■ YOUR GOAL
Take each line of the data that contains the string "Connects" and copy it.

++++++

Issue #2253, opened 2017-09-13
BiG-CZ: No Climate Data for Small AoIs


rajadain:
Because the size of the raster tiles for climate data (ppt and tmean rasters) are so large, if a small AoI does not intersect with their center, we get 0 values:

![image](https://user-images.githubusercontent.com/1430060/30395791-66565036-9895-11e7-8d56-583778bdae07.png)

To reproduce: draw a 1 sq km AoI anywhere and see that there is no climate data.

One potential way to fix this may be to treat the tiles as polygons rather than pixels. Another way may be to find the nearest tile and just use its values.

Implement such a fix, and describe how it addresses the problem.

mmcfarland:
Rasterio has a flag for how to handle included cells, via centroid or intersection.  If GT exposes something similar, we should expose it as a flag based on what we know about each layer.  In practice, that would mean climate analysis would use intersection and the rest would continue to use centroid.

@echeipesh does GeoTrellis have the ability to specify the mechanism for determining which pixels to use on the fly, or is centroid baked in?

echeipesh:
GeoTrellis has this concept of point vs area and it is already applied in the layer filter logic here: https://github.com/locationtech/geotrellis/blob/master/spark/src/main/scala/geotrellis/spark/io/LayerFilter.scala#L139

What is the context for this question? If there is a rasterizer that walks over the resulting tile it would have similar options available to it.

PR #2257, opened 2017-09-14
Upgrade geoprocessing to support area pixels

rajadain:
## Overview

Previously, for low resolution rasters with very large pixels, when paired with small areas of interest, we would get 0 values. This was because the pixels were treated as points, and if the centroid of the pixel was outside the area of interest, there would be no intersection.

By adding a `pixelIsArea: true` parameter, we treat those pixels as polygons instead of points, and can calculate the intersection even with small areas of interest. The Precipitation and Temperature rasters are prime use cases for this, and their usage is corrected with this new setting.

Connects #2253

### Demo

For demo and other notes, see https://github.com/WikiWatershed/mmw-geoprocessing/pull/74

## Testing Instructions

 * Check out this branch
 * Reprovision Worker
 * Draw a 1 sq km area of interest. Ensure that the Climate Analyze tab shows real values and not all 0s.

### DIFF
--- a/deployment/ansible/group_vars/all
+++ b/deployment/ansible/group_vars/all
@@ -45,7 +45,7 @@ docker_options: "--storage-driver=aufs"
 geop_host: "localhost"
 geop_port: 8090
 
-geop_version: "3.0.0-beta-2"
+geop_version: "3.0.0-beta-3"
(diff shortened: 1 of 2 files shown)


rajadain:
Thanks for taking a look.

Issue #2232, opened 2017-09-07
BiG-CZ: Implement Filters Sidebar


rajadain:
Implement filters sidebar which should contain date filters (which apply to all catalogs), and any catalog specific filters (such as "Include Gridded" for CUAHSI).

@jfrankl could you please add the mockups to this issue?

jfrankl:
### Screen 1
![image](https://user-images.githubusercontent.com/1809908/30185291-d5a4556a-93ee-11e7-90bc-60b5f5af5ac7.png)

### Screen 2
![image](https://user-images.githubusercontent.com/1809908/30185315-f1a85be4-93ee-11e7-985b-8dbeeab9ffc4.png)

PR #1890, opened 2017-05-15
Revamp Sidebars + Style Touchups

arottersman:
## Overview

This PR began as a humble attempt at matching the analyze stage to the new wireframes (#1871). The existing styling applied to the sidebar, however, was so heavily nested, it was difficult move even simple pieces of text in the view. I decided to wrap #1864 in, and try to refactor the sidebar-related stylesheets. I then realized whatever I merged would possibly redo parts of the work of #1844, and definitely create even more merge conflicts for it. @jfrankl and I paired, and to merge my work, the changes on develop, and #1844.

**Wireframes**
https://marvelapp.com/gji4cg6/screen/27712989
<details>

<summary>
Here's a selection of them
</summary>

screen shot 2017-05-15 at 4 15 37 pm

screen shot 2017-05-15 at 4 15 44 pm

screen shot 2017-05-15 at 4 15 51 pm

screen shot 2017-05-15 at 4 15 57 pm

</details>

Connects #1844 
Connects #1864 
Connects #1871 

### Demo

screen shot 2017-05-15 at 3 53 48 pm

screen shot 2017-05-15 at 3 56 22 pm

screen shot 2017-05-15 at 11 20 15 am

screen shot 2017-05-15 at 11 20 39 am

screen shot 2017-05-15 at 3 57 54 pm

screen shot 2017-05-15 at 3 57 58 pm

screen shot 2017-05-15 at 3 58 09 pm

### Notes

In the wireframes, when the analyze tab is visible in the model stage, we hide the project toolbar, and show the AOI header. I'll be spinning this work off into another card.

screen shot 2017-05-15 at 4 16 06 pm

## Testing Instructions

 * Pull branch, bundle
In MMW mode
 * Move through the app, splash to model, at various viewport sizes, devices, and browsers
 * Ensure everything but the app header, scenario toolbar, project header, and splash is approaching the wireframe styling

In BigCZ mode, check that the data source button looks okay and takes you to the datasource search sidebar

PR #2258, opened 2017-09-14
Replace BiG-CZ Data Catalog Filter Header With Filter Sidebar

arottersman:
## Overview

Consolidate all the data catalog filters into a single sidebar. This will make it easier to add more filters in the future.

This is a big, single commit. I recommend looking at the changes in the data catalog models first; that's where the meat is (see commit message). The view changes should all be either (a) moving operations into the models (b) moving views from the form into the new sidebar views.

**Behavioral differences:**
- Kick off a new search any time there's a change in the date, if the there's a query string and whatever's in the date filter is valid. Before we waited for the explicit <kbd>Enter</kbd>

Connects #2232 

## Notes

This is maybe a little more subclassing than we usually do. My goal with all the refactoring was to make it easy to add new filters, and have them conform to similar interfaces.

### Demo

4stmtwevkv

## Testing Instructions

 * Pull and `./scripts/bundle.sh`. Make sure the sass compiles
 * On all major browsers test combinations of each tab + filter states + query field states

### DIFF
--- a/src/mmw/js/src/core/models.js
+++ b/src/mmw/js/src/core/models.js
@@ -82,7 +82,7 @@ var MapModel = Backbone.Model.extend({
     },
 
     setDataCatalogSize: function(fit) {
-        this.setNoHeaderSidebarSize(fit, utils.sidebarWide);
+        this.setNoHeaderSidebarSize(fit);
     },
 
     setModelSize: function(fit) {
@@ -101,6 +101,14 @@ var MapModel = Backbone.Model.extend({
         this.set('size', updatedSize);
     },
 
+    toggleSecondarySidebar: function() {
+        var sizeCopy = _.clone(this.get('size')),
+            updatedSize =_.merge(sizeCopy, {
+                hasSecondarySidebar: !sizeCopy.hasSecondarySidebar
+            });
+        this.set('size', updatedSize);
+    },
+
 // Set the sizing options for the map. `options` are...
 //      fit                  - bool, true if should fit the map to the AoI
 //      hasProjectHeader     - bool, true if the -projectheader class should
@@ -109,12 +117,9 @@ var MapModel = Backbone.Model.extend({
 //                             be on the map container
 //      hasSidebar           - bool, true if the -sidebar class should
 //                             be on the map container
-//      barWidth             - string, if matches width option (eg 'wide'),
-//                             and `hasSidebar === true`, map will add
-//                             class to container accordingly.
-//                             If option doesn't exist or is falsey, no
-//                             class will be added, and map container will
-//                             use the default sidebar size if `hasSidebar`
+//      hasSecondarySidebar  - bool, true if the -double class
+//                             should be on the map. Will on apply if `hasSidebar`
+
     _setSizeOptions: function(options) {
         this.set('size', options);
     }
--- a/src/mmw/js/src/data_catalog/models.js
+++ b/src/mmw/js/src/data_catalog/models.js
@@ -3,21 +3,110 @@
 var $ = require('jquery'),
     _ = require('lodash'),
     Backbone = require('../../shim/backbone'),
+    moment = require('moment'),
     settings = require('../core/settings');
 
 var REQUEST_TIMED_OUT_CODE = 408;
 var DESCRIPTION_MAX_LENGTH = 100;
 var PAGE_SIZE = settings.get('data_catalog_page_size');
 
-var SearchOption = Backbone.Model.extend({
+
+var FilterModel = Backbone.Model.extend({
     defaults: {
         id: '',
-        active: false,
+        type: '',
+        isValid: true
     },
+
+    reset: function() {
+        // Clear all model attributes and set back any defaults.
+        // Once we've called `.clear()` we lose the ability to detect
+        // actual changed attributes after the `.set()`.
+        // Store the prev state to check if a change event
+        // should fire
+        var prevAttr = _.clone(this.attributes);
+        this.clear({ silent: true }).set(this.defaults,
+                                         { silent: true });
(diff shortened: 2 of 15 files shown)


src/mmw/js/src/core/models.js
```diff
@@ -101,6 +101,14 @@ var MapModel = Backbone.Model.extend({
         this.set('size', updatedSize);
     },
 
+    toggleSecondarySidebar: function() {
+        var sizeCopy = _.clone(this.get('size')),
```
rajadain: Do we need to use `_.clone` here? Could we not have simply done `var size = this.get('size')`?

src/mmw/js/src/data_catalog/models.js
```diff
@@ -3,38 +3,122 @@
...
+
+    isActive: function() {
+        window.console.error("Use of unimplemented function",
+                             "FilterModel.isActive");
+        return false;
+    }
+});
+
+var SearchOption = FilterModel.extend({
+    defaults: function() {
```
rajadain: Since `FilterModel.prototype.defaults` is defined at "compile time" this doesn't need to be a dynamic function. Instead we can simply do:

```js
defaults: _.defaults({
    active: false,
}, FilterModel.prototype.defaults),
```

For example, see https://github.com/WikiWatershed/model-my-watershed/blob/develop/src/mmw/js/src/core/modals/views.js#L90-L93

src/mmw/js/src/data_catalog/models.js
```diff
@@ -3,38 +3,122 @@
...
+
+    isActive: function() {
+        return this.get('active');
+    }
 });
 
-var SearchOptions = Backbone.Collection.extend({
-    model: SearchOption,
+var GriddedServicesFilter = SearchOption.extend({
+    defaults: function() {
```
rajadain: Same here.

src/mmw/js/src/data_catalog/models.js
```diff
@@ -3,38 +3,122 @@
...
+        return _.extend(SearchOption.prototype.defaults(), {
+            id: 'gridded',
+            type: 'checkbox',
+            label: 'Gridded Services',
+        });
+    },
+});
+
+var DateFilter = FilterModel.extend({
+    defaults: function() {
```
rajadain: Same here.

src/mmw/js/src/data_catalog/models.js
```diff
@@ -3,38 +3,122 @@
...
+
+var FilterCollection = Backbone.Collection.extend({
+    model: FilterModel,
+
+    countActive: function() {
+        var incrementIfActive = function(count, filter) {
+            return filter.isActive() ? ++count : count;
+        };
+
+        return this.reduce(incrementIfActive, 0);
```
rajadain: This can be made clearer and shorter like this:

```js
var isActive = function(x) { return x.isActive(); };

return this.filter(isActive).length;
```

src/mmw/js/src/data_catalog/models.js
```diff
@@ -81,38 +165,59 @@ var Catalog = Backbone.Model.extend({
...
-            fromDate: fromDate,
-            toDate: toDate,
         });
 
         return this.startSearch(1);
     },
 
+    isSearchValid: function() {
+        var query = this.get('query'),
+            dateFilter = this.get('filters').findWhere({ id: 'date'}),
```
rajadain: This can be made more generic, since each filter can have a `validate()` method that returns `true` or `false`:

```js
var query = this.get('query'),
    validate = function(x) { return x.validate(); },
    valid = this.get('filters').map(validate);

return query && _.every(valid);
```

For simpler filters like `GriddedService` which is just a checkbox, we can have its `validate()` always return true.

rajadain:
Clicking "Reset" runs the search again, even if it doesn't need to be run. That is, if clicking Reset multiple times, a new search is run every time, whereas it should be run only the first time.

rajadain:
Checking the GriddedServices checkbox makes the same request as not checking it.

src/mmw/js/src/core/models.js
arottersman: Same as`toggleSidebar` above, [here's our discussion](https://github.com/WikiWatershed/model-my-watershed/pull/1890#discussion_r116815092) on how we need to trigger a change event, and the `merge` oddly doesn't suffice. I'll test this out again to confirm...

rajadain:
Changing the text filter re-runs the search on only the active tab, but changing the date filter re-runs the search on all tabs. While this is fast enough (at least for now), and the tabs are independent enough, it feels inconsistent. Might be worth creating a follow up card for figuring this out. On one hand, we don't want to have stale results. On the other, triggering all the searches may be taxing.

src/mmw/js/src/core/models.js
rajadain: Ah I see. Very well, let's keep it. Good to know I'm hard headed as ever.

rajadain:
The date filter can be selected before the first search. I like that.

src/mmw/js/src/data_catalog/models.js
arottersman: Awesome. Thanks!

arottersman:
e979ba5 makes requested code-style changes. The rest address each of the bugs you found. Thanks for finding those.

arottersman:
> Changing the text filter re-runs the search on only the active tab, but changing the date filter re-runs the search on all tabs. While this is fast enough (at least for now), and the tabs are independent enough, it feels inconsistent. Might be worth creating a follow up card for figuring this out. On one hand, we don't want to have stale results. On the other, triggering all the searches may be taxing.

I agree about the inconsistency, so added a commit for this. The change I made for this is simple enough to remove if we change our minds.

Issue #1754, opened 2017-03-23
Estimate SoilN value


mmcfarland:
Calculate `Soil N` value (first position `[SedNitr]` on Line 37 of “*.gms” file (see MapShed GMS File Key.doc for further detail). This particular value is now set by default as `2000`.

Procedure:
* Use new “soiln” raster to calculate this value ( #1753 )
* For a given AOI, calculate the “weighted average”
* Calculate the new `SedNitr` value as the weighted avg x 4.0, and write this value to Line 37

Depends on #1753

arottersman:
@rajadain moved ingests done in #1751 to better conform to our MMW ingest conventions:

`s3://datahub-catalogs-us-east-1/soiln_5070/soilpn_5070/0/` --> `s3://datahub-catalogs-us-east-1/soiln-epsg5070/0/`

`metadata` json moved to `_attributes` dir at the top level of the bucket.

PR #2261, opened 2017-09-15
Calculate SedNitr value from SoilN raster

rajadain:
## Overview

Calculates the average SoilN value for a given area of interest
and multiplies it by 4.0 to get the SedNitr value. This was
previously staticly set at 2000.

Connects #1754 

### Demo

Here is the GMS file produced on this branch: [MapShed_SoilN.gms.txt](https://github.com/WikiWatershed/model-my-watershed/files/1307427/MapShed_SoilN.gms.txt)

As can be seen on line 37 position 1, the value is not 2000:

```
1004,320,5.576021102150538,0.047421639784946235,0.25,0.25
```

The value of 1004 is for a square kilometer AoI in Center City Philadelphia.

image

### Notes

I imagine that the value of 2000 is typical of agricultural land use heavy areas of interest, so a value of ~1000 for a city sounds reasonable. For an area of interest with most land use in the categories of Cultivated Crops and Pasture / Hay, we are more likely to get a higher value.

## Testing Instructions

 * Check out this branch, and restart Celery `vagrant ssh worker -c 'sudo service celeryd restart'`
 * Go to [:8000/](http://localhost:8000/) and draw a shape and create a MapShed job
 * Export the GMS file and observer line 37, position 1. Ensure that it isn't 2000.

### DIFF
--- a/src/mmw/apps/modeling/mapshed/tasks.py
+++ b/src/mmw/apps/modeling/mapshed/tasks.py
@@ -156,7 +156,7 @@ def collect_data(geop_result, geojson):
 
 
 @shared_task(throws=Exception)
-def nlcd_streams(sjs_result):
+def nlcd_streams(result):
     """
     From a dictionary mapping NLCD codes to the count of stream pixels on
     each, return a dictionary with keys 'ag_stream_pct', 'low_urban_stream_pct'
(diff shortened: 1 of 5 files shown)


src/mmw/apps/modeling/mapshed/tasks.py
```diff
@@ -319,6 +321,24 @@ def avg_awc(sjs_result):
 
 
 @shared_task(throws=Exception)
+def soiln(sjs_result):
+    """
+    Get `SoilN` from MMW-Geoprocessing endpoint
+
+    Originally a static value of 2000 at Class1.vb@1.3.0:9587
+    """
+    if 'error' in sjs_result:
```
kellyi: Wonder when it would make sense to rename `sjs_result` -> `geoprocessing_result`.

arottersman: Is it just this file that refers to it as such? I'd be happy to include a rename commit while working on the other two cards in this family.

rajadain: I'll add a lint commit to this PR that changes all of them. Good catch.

++++++

■ ANSWER BOX
Connects #2253
Connects #1844 
Connects #1864 
Connects #1871 
Connects #2232 
Connects #1754 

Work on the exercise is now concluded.